Given some of the difficulties cricket has faced on and off the field in recent times, there is reason to wish that South Africa and Australia played each other all the time. They never fail to serve up exciting, positive, competitive and compelling cricket. Since the excitement of the Australian leg of the series, the commencement of the first test at the Wanderers has been eagerly anticipated and it has not disappointed.
Siddle celebrates; De Villiers drives. The game has been a genuine contest throughout
It has been a real contest between bat and ball, unlike the debacles in Karachi and Barbados which were anything but. It has been test cricket at its most fascinating, the game ebbing and flowing relentlessly and going into the last day all four results are possible. Australia have dominated since around tea on day 1 but South Africa go into the final day fancying their chances of a record-breaking win.
The game has had some epic moments as well. Dale Steyn’s opening burst to take out the Australian top order; a match-shaping century on debut from Marcus North; Mitchell Johnson’s awesome hitting but being left stranded on 96*; South Africa’s fantastic fightback on the fourth day.
For me though, one moment stands out above all others in the match so far.
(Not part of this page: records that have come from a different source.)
PR #425, opened 2018-05-10
Protected role templates

nathan-jenan-rancher:
This change adds a disabled field to role templates so admins can prevent them from being assigned to users.

Issue:
https://github.com/rancher/rancher/issues/13418


cjellick:
LGTM

PR #429, opened 2018-05-15
Two issues: delete noupdate on enabled field of AuthConfig + delete Admin field in AzureADConfig

carolynhu:
https://github.com/rancher/rancher/issues/12942


cjellick:
LGTM

PR #430, opened 2018-05-16
Remove dnsLabel for smtp host

zionwu:
Related issues: https://github.com/rancher/rancher/issues/13516

### DIFF
--- a/apis/management.cattle.io/v3/alerting_types.go
+++ b/apis/management.cattle.io/v3/alerting_types.go
@@ -133,7 +133,7 @@ type Notification struct {
 }
 
 type SMTPConfig struct {
-	Host             string `json:"host,omitempty" norman:"required,type=dnsLabel"`
+	Host             string `json:"host,omitempty" norman:"required"`
 	Port             int    `json:"port,omitempty" norman:"required,min=1,max=65535,default=587"`
 	Username         string `json:"username,omitempty"`
 	Password         string `json:"password,omitempty"`


vincent99:
The correct type is `hostname`; a hostname is a series of `dnsLabel`s separated by dots, a `dnsLabe is a single section and cannot have dot in it.

aiwantaozi:
LGTM

vincent99:
No, it doesn't look good.  The right type is`hostname`, a `string` is just going to have no validation at all.

alena1108:
@zionwu @vincent99 if we are to introduce `hostname` type, norman should be fixed to do the parsing/validation similar to dnsLabel: https://github.com/rancher/norman/blob/4cf9f645cd547793e52b9b2786faca9e9b1a4e64/parse/builder/builder.go#L263

zionwu:
@vincent99 @alena1108 
In the builder.go , we can find that `dnsLable` is using `validation.IsDNS1123Subdomain`, which is https://github.com/rancher/norman/blob/master/vendor/k8s.io/apimachinery/pkg/util/validation/validation.go#L134. 

I think the validation works fine for hostname. Maybe we should change the tag name from `dnsLabel` to `subdomain`. 

The issue is a UI issue. I will close this PR.

vincent99:
This is _not_ a UI issue.  

A hostname is a series of labels, separated by dots.  A label by definition cannot contain dots.  We called the type `dnsLabel` to disambiguate from generic "labels" on all resources.

These are not new terms, we agreed to them [6 months ago](https://github.com/rancher/ember-api-store/commit/9bf13030dcc5d552a0944dce1b7944a2e2eec024#diff-7bfc04b9085824990ffb1ee13b399590) and added support in the UI, which was eventually broken such that the UI was not showing any errors it found.

There are 3 issues, all in the API:

- The `type` of the field is wrong, `smtpHost` should be `type=hostname`
- The validation in the API for `dnsLabel` is wrong, you are validating that they are a hostname, not a label.
- There is apparently no support or validation at all for the correct type `hostname`.

zionwu:
@vincent99, ok, I will have a PR for norman framework and then one for types.

PR #441, opened 2018-05-18
Change from dnsLabel to hostname for smtp host

zionwu:
Relate issues:
rancher/rancher#13516

Related PR:
https://github.com/rancher/norman/pull/164


aiwantaozi:
LGTM, but the validation function for dnsLabel changed, need to let others check which type they want, dnsLabel or hostName.

zionwu:
Close as this is included in https://github.com/rancher/types/pull/442

PR #443, opened 2018-05-18
Revert azuread in API

carolynhu:


apis/management.cattle.io/v3/schema/schema.go
```diff
@@ -325,22 +325,7 @@ func authnTypes(schemas *types.Schemas) *types.Schemas {
 			}
 			schema.CollectionMethods = []string{}
 			schema.ResourceMethods = []string{http.MethodGet, http.MethodPut}
-		}).
-		MustImport(&Version, v3.ActiveDirectoryTestAndApplyInput{}).
```
deniseschannon: This line doesn't seem like it should be removed.

deniseschannon:
LGTM

PR #444, opened 2018-05-18
Make group member mapping attribute for AD required

mrajashree:
And set its default to `member`. This attribute will be used in fetching
user's groups, including nested groups


cjellick:
LGTM

PR #136, opened 2020-09-10
Add extend_from_edge_list methods

mtreinish:
This commit adds methods to extend a graph from an edge list. This works
like the add_edges_from methods but also will add nodes if there is an
index in the edge list not present in the graph already.


src/digraph.rs
```diff
@@ -752,6 +752,64 @@ impl PyDiGraph {
...
     }
 
+    /// Extend graph from an edge list
+    ///
+    /// This method differs from :meth:`add_edges_from_no_data` in that it will
+    /// add nodes if a node index is not present in the edge list.
+    ///
+    /// :param list edge_list: A list of tuples of the form ``(source, target)``
+    ///     where source and target are integer node indices. If the node index
+    ///     is no present in the edge list nodes will be added (with a node
```
lcapelluto, line 762:
```suggestion
    ///     is not present in the graph, nodes will be added (with a node
```

src/digraph.rs
```diff
@@ -752,6 +752,64 @@ impl PyDiGraph {
...
+    }
+
+    /// Extend graph from a weighted edge list
+    ///
+    /// This method differs from :meth:`add_edges_from` in that it will
+    /// add nodes if a node index is not present in the edge list.
+    ///
+    /// :param list edge_list: A list of tuples of the form
+    ///     ``(source, target, weight)`` where source and target are integer
+    ///     node indices. If the node index is no present in the edge list
```
lcapelluto, line 791:
```suggestion
    ///     node indices. If the node index is not present in the graph
```

src/graph.rs
```diff
@@ -545,6 +545,62 @@ impl PyGraph {
...
     }
 
+    /// Extend graph from an edge list
+    ///
+    /// This method differs from :meth:`add_edges_from_no_data` in that it will
+    /// add nodes if a node index is not present in the edge list.
+    ///
+    /// :param list edge_list: A list of tuples of the form ``(source, target)``
+    ///     where source and target are integer node indices. If the node index
+    ///     is no present in the edge list nodes will be added (with a node
```
lcapelluto, line 555:
```suggestion
    ///     is not present in the graph, nodes will be added (with a node
```

src/graph.rs
```diff
@@ -545,6 +545,62 @@ impl PyGraph {
...
+    }
+
+    /// Extend graph from a weighted edge list
+    ///
+    /// This method differs from :meth:`add_edges_from` in that it will
+    /// add nodes if a node index is not present in the edge list.
+    ///
+    /// :param list edge_list: A list of tuples of the form
+    ///     ``(source, target, weight)`` where source and target are integer
+    ///     node indices. If the node index is no present in the edge list
```
lcapelluto, line 583:
```suggestion
    ///     node indices. If the node index is not present in the graph,
```

lcapelluto (approved):

PR #143, opened 2020-09-22
Add option to digraph_floyd_warshall to treat input as undirected

mtreinish:
This commit adds a new option to the digraph_floyd_warshall function to
treat the input directed graph as undirected. When set each edge in the
directed graph will be treated as bidirection/undirected for the
generated output distance matrix.

### DIFF
--- a/src/lib.rs
+++ b/src/lib.rs
@@ -825,7 +825,7 @@ fn graph_floyd_warshall_numpy(
 ///
 ///     to cast the edge object as a float as the weight.
 /// :param as_undirected: If set to true each directed edge will be treated as
-///     bidirection/undirected.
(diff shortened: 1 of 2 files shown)


src/lib.rs
```diff
@@ -824,17 +824,20 @@ fn graph_floyd_warshall_numpy(
 ///         graph_floyd_warshall_numpy(graph, weight_fn: lambda x: float(x))
 ///
 ///     to cast the edge object as a float as the weight.
+/// :param as_undirected: If set to true each directed edge will be treated as
+///     bidirection/undirected.
```
mtreinish, line 828:
```suggestion
///     bidirectional/undirected.
```

PR #156, opened 2020-09-30
Add is_weakly_connected and weakly_connected_components

### LINKED ISSUE #152: Add is_weakly_connected function

Right now retworkx doesn't have an `is_weakly_connected()` function, there is a `number_weakly_connected_components` function which returns the number of weakly connected components in a PyDiGraph, but we don't have a function to return whether the entire graph is weakly connected or not. As part of this it will probably be necessary to add a function to actually get the weakly connected components too, since the petgraph function `number_weakly_connected_components` uses only returns a count.

mtreinish:
This commit adds two new functions to retworkx, is_weakly_connected and
weakly_connected_components, for checking if a PyDiGraph is weakly
connected and to get a list of the weakly connected components of a
PyDiGraph.

Fixes #152


src/lib.rs
```diff
@@ -153,6 +153,67 @@ fn number_weakly_connected_components(graph: &digraph::PyDiGraph) -> usize {
...
+/// :rtype: bool
+///
+/// :raises NullGraph: If an empty graph is passed in
+#[pyfunction]
+#[text_signature = "(graph, /)"]
+pub fn is_weakly_connected(graph: &digraph::PyDiGraph) -> PyResult<bool> {
+    if graph.graph.node_count() == 0 {
+        return Err(NullGraph::new_err("Invalid operation on a NullGraph"));
+    }
+    Ok(weakly_connected_components(graph)[0].len() == graph.graph.node_count())
```
itoko, line 214: Is this line equivalent with `Ok(number_weakly_connected_components(graph) == 1)`?

mtreinish: It might be, I'm not sure if there is a case where you can have >1 component and still have the graph fully connected. I based this check on the networkx equivalent function: https://github.com/networkx/networkx/blob/master/networkx/algorithms/components/weakly_connected.py#L144

itoko (approved):
LGTM. Thanks!

PR #158, opened 2020-10-01
Make weight_fn optional in adjacency matrix and fw numpy

mtreinish:
This commit makes the weight_fn argument for graph_adjacency_matrix,
digraph_adjacency_matrix, graph_floyd_warshall_numpy, and
digraph_floyd_warshall_numpy optional. A new kwarg is added
default_weight (which defaults to 1.0) which can be used instead of
passing a callable. If weight_fn is not set the value of default_weight
will be used for all edges. Previously, a function returning a fixed
value would have to be used to accomplish this. In practice there was
not much overhead to just using something like 'lambda _: 1' as the
weight fn, but it was a bit of a clumsy interface.

TODO:

- [x] Add tests


src/lib.rs
```diff
@@ -818,27 +815,24 @@ fn graph_floyd_warshall_numpy(
 ///     path between two nodes then the corresponding matrix entry will be
 ///     ``np.inf``.
 /// :rtype: numpy.ndarray
-#[pyfunction(as_undirected = "false")]
-#[text_signature = "(graph, weight_fn, /, as_undirected=False)"]
+#[pyfunction(as_undirected = "false", default_weight = "1.0")]
+#[text_signature = "(graph, weight_fn, /, as_undirected=False, default_weight=1.0)"]
```
itoko, line 819: #[text_signature = "(graph, /, weight_fn=None, as_undirected=False, default_weight=1.0)"]
as well as the others?

itoko (commented):
LGTM. Just one nit pick.

src/lib.rs
mtreinish: Good catch, yeah I missed that. Updated in https://github.com/Qiskit/retworkx/pull/158/commits/f2d3b7792e8fc925920c5d0a62772a4f05a173e9

itoko (approved):

PR #166, opened 2020-10-06
Add distance matrix functions

mtreinish:
This commit adds 2 new functions, `graph_distance_matrix()` and
`digraph_distance_matrix()`, which will generate a distance matrix for a
graph object. It is for use cases when all edges are unweighted or have
the same weight and is significantly faster than other algorithms
because of this assumption. It also operates in parallel if the size of
the graph justifies it.


src/lib.rs
```diff
@@ -1010,6 +1010,162 @@ fn layers(
...
+            level += 1
+        }
+    };
+    if n < parallel_threshold {
+        matrix
+            .axis_iter_mut(Axis(0))
+            .enumerate()
+            .for_each(|(index, row)| bfs_traversal(index, row));
+    } else {
+        // Parallelize by row and iterate from each row index in BFS order
```
lcapelluto, line 1159: This is a helpful comment. Consider adding it above, as well

lcapelluto (approved):

src/lib.rs
mtreinish: Done in: https://github.com/Qiskit/retworkx/pull/166/commits/f5d4a784ab2dcae4ce6a9c8f4d72c2c21c3793e4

There is nothing funnier in sport than a batsman leaving a straight one. When it happens to an Aussie, it jumps up a notch on the hilarity scale. When it happens to an Australian captain it graduates into the realms of history’s most mirthful moments. And when that captain is Ricky Ponting, well, I would have no complaints if the earth just opened up and swallowed me whole. The strange and concerned looks from my work colleagues, the whisperings among them that it might be time to dig out the strait-jacket and the queries as to whether anyone had any strong sedative on them were utterly worth it as I writhed around on the floor in uncontrollable fits of laughter. Refer that one Ricky.
Which brings me on to the other point of interest in this test series, and also in the West Indies v England series – the referrals experiment. I think it fairly likely that I will go off on a rather lengthier rant about this at a later date but suffice it to say that the system is not sustainable in its current format. While there will always be teething problems, the players are (understandably) confused, the umpires seem (somewhat less understandably) just as confused, nobody seems to know who really has the last word, the technology is being used in a half-hearted fashion and at this stage of the admittedly embryonic experiment, there is no evidence of a visible improvement in the final decision-making and possibly a deterioration.
However, this should not be allowed to detract from what is a fantastic test match. The fifth day promises to be an absolute cracker in which we will find out a lot about these two teams. Are South Africa ready to take that step forward and establish a degree of domination over their old rivals? Or are Australia, despite huge recent upheavals and a turbulent summer, going to show once again that their extraordinary capacity for renewal is as strong as ever?